Elements of Executive Compensation

        Compensation packages consist of salary, bonus, certain benefits and equity-based compensation.

        Base Salary.    We believe that we offer competitive base salaries that reflect individual competencies, skills, experience, performance and level of responsibility and that are competitive with compensation paid by companies in our industry of comparable size and complexity and located in similar geographic areas. We set base salaries at a level designed to attract and retain superior leaders.

        Annual Incentive Awards.    A major goal of the committee is to reward performance; bonuses encourage performance relative to our current plans and objectives. Thus, annual bonuses, when given, are linked to the financial performance of DRS and its subsidiaries as a whole, individual job performance, accomplishment of the individual's specified goals and contributions to operational performance. We also consider the individual's adherence to high

15



ethical standards as set forth in our Code of Ethics and Code of Business Conduct, which includes dealing with DRS's stakeholders, such as our customers and vendors.

        Long-Term Incentive Awards.    Long-term incentives, in the form of stock option grants and grants of restricted stock or restricted stock units, also focus on performance and link executive rewards with growth in stockholder value over time.

        DRS's 1996 Omnibus Plan, which has been approved by our stockholders and terminates in accordance with its terms on June 17, 2006, after the end of our 2006 fiscal year, is designed to give the committee the flexibility to make annual incentive awards that are comparable to those found in the marketplace in which DRS competes for executive talent. Stock options link compensation to the future return of DRS's stock on an absolute basis. Such awards are integral components of our compensation packages and are intended to provide executive officers with strong incentive to increase DRS's value. Options awarded on July 6, 2005 have an exercise price equal to the closing market price of our common stock on the day of grant and vested on March 31, 2006; provided, however, that with respect to any options awarded on July 6, 2005 and exercised prior to March 31, 2008, the grantee is required to hold the shares acquired upon such exercise or partial exercise (net of any shares sold or withheld to pay the exercise price and any applicable statutory minimum federal, state and local tax requirements) for one year following the date of exercise.

2006 Chief Executive Officer's Compensation

        Mr. Newman's compensation was based on the policies described above.

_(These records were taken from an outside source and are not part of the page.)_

Issue #1488, opened 2022-01-18
BUG: Maintained check list issue update from non-maintainers


laurentsimon:
In the Maintained check, we look for issue thru `c.RepoClient.ListIssues()`. I think anyone can create issues, but that does not indicate that the maintainers are active. We should either look for closed issues or comments by maintainers (users who have committed to the main branch, for example)

I have not looked in details, though.

cc @azeemsgoogle

chrismcgehee:
I could work on this one. The [Issue](https://docs.github.com/en/graphql/reference/objects#issue) object has `closedAt` so it will be easy to check if the issue has been closed in the past 90 days. It also has a `comments` field which has an `authorAssociation` field. We can check if any comments from the past 90 days are from one of these [personas](https://docs.github.com/en/graphql/reference/enums#commentauthorassociation):
- OWNER
- MEMBER
- COLLABORATOR

azeemshaikh38:
That's a pretty neat solution @chrismcgehee, I like it! If it's possible to figure out the persona who `opened`, `closed` or `updated` the issue, that'd be awesome. If not, let's proceed with the `comment` and `authorAssociation` part of it for now and we can iterate on it further. Wdut?

laurentsimon:
very neat! Are we going to change the signature of `ListIssues()` to have input parameters?

chrismcgehee:
@azeemshaikh38 I can use the `authorAssociation` field on the issue itself to figure out the persona who opened the issue. Figuring out updates on the issue would be trickier. I think I'd have to use `timelineItems` which is a union of like 30 different types, so the code would be very complex if we wanted to find the persona of the updater. I won't do that now; it probably won't ever make sense to do it, but we can always revisit later.

@laurentsimon I don't think I'll need to give input parameters to `ListIssues()`. I'll add additional fields to the `Issue` struct, but other than that, the `RepoClient` interface should stay the same.

azeemshaikh38:
SGTM @chrismcgehee, thanks!

laurentsimon:
fyi, I don't think https://github.com/ossf/scorecard/blob/main/checks/maintained.go#L93 is true. I think the creator of an issue can close it even if they are external to a repo and not a collaborator. I think we need to verify who closed the issue, if feasible.

PR #1515, opened 2022-01-22
🐛 Issue activity only counts if done by a maintainer

chrismcgehee:

Bug fix

For the Maintained check, any issues activity by any Github user increased the score.
https://github.com/ossf/scorecard/issues/1488

Now only if an issue is created, closed, or commented on by a user who is a collaborator, owner, or member will the score be increased.

No

### DIFF
--- a/clients/githubrepo/graphql.go
+++ b/clients/githubrepo/graphql.go
@@ -18,7 +18,6 @@ import (
 	"context"
 	"fmt"
 	"sync"
-	"time"
 
 	"github.com/shurcooL/githubv4"
 
@@ -27,11 +26,12 @@ import (
 )
 
 const (
-	pullRequestsToAnalyze = 30
-	issuesToAnalyze       = 30
-	reviewsToAnalyze      = 30
-	labelsToAnalyze       = 30
-	commitsToAnalyze      = 30
+	pullRequestsToAnalyze  = 30
+	issuesToAnalyze        = 30
+	issueCommentsToAnalyze = 30
+	reviewsToAnalyze       = 30
+	labelsToAnalyze        = 30
+	commitsToAnalyze       = 30
 )
 
 // nolint: govet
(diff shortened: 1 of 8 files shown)


clients/issue.go
```diff
@@ -18,6 +18,15 @@ import "time"
 
 // Issue represents a thread like GitHub issue comment thread.
 type Issue struct {
-	URI       *string
-	UpdatedAt *time.Time
+	URI               *string
+	CreatedAt         time.Time
+	ClosedAt          time.Time
+	AuthorAssociation string
```
azeemshaikh38, line 24: Update `time.Time` -> `*time.Time` and `string` -> `*string`. We are in the process of moving to a convention where we can use `nil` values to represent no data instead of relying on default values. See #1242 for context.

clients/issue.go
```diff
@@ -18,6 +18,15 @@ import "time"
...
+	Comments          []IssueComment
+}
+
+// IssueComment represents a comment on an issue.
+type IssueComment struct {
+	CreatedAt         time.Time
+	AuthorAssociation string
```
azeemshaikh38, line 31: Similar comment here as above.

azeemshaikh38, line 31: Nit: maybe update `AuthorAssociation` to be of enum type so that different implementations of the `RepoClient` interface can return valid author associations.

clients/githubrepo/graphql.go
```diff
@@ -86,8 +86,16 @@ type graphqlData struct {
...
-				UpdatedAt *time.Time
+				Url               *string
+				AuthorAssociation githubv4.String
+				CreatedAt         githubv4.DateTime
+				ClosedAt          githubv4.DateTime
+				Comments          struct {
+					Nodes []struct {
+						AuthorAssociation githubv4.String
+						CreatedAt         githubv4.DateTime
+					}
```
azeemshaikh38, line 97: Using pointer values here will easily let you know when the API returns no data. E.g `AuthorAssociation` would be `nil` instead of "" when an association could not be made.

azeemshaikh38 (commented):
Thanks @chrismcgehee. LGTM overall, left some minor comments. PTAL.

clients/issue.go
chrismcgehee: Yeah, this makes the code nicer. I'm glad you suggested it.

azeemshaikh38 (approved):
Nice, thanks!

PR #1516, opened 2022-01-23
⚠️ log: Initial `logr`/`logrusr` implementation

justaugustus:

Continues https://github.com/ossf/scorecard/pull/1502.
ref: https://github.com/ossf/scorecard/issues/1273

https://github.com/ossf/scorecard/pull/1502 implemented a generic logger that wrapped `zap`. Create a new logger is done by calling `log.Logger(log.Level)`.

`log.Logger` now uses `logr`, which provides a sane interface and has multiple popular implementations.

From @thockin in https://github.com/ossf/scorecard/issues/1273#issuecomment-1018822830:

> Stephen pinged me for a consult, so here I am :)
> 
> Opinion: About 1% of apps can actually justify writing logging abstractions, but 90% of us end up doing it because there isn't a (literal or de facto) standard.
> 
> I offer you [http://github.com/go-logr/logr](https://github.com/go-logr/logr) as that standard. logr defines an API, but not an impl. There are many implementations available (including glog, klog, zap, logrus, and zerolog). Your main package can have full knowledge of the impl, set it up as it likes, and then pass it down to the rest of the app.
> 
> EVERYTHING ELSE only needs to know the logr API. The logr package has no external dependencies (and will not grow them, scout's honor), so it is a "safe" thing to depend on. And it's TINY (500 LOC, 3/4 of that is comments). And it has testing implementations and trivial "give me a func() to call" implementations.
> 
> The more of us that use it (klog already uses it internally, for example :) the more inertia we build.
> 
> Writing log wrappers is a nerd-snipe.

While [`zapr`](https://github.com/go-logr/zapr) exists, I opted to choose [`logrusr`](https://github.com/bombsimon/logrusr) as [`logrus`](https://github.com/sirupsen/logrus) just happens to be used by a few more projects in the ecosystem that I'm familiar with (including [Kubernetes Release Engineering logging](https://github.com/kubernetes-sigs/release-utils/blob/main/log/log.go))

Yes!

  Consumers of functions like:

  ```go
  func CreateGithubRepoClient(ctx context.Context, logger *zap.Logger) clients.RepoClient { ... }
  ```

  will need to use `log.Logger` as an argument:

  ```go
  func CreateGithubRepoClient(ctx context.Context, logger *log.Logger) clients.RepoClient { ... }
  ```

  as well as update log calls from:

The committee considered the compensation paid to chief executive officers and other members of senior management of comparable companies, as well as Mr. Newman's strategic, financial and leadership skills, and considered the advice of Mercer. Mr. Newman's base salary for fiscal year 2006 was $811,200, representing a 4% increase over his salary for fiscal 2005. Mr. Newman's bonus award for fiscal year 2006 was computed on the basis of a formula that applied a weighted performance factor to a target award established for his salary level. The weighted performance factor was derived as a result of Mr. Newman's achievement of certain individual performance objectives. The committee also considered that the Company reached or exceeded the maximum levels of performance targets including, but not limited to, the achievement of a certain level of revenues, operating income, bookings and free cash flow for fiscal year 2006. In determining Mr. Newman's stock option and restricted stock grant the committee considered competitive market data for chief executive officers in similar-sized companies in the defense industry.

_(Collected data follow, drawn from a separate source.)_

PR #1525, opened 2022-01-24
:seedling: Unit tests for Fuzzing

naveensrinivasan:

    Unit tests checks for fuzzing.

    https://github.com/ossf/scorecard/issues/986

* **Other information**:

### DIFF
--- a/checks/fuzzing_test.go
+++ b/checks/fuzzing_test.go
@@ -1,0 +1,308 @@
+// Copyright 2020 Security Scorecard Authors
+//
+// Licensed under the Apache License, Version 2.0 (the "License");
+// you may not use this file except in compliance with the License.
+// You may obtain a copy of the License at
+//
+//      http://www.apache.org/licenses/LICENSE-2.0
+//
+// Unless required by applicable law or agreed to in writing, software
+// distributed under the License is distributed on an "AS IS" BASIS,
+// WITHOUT WARRANTIES OR CONDITIONS OF ANY KIND, either express or implied.
+// See the License for the specific language governing permissions and
+// limitations under the License.
+
+package checks
+
+import (
+	"errors"
+	"testing"
+
+	"github.com/golang/mock/gomock"
+
+	"github.com/ossf/scorecard/v4/checker"
+	"github.com/ossf/scorecard/v4/clients"
+	mockrepo "github.com/ossf/scorecard/v4/clients/mockclients"
+	sce "github.com/ossf/scorecard/v4/errors"
+	scut "github.com/ossf/scorecard/v4/utests"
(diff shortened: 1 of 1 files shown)


checks/fuzzing_test.go
```diff
@@ -0,0 +1,241 @@
...
+				req.OssFuzzRepo = nil
+			}
+
+			got, err := checkOSSFuzz(&req)
+
+			if (err != nil) != tt.wantErr {
+				t.Errorf("checkOSSFuzz() error = %v, wantErr %v", err, tt.wantErr)
+				return
+			}
+			if got != tt.want {
```
laurentsimon, line 97: can you add a verification of Warn/Info messages? (Same comment for other functions)

naveensrinivasan: Can you point me to an example of this?

laurentsimon: sure, see https://github.com/ossf/scorecard/blob/main/checks/dangerous_workflow_test.go#L160

naveensrinivasan: This would involve refactoring the original implementation for including the logging changes. Am I right? I don't see it in the `Fuzzing` check.

laurentsimon: I think in this case it would just be `NumberOfWarn: 0, NumberOfInfo: 0, NumberOfDebug: 0`, right?
Let me know if I'm mis-understanding the question.

naveensrinivasan: Sorry, what value does that add? I don't get it. Probably we should discuss this.

naveensrinivasan: Also the `dangerous_workflow.go` has reference to `checker.DetailLogger` but whereas `fuzzing.go` doesn't use that. So I don't see the reason. 

Probably I am missing the point.

laurentsimon: I mean that we want to know that no messages are being printed, and it should not change unexpectedly because it would affect the SARIF output for GitHub scanning dashboard. So if we ever add calls to Warn(), that's something we want to catch.

laurentsimon: re: no logger in Fuzzing(). logger is passed as a field in the checker request https://github.com/ossf/scorecard/blob/main/checker/check_request.go#L29. You just nee dto set the logger in the request instead of passing it as argument.

naveensrinivasan: Got it! Thanks for the details, it helped to understand it. But I am worried that this is going to make it harder for new devs to contribute to the project.

laurentsimon (approved):
Thanks!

2006 Compensation for Other Executive Officers

        Base salary and bonus awards for the other executive officers were determined by the committee on a basis similar to that used for Mr. Newman, using specific target awards that had been established for each individual's salary level, and considering Mr. Newman's assessment of each officer's accomplishments and performance. In making its determination of salary increases and regular bonus awards for the other executives, the committee also considered the advice of Mercer.

Section 162(m) Policy

        Section 162(m) of the Internal Revenue Code of 1986, as amended, limits the deductibility of certain compensation paid to the Chief Executive Officer and the four most highly compensated executive officers (the "covered employees") in excess of the statutory minimum of $1 million per covered employee. In order for a director to be considered an outside director

16



under Section 162(m), the director may not be employed by any entity that is paid more than $60,000 for professional, including legal, services by the public company during the public company's preceding taxable year. Compensation which is "performance based" is not subject to this statutory minimum on deductibility. The committee's general policy is, where feasible, to structure the compensation paid to the covered employees so as to allow it to be deductible under Section 162(m) of the Code; however, the committee retains the flexibility, where necessary to meet competitive market pressures and promote incentive and retention goals, to pay compensation which may not be so deductible. For fiscal year 2006, all of the compensation paid to the covered employees was deductible under Section 162(m). Because Mr. Kaplan is not an outside director pursuant to Section 162(m), he recuses himself from determinations of short- and long-term incentive awards to the covered employees.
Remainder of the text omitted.